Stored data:
╭──
PR #579, opened 2024-12-05
move setting to unhealthy after retries

iansuvak:
## Why this should be merged

Currently the healthcheck fatals immediately on failure. This means that for intermittent connection failures this leads to a race between the reconnect setting the status back to healthy before the healthcheck is called again. If the healthcheck is called before the reconnect then the process shuts down. 

Alternative and potentially cleaner approach would be to not have the healthcheck failure shut down the process but let the kubernetes or whatever manages the process to shut it down based on the failed check and additional conditions/thresholds. 

## How this works
Doesn't set the status to unhealthy until the reconnect attempts have failed. 

## How is this documented

### DIFF
--- a/relayer/listener.go
+++ b/relayer/listener.go
@@ -204,8 +204,6 @@ func (lstnr *Listener) processLogs(ctx context.Context) error {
╰──
◆ Required work: Please write out only the lines from the one containing "Alternative and potentially" to the end of the records above, exactly, both ends included.

◆ Answer space:
Alternative and potentially cleaner approach would be to not have the healthcheck failure shut down the process but let the kubernetes or whatever manages the process to shut it down based on the failed check and additional conditions/thresholds. 

## How this works
Doesn't set the status to unhealthy until the reconnect attempts have failed. 

## How is this documented

### DIFF
--- a/relayer/listener.go
+++ b/relayer/listener.go
@@ -204,8 +204,6 @@ func (lstnr *Listener) processLogs(ctx context.Context) error {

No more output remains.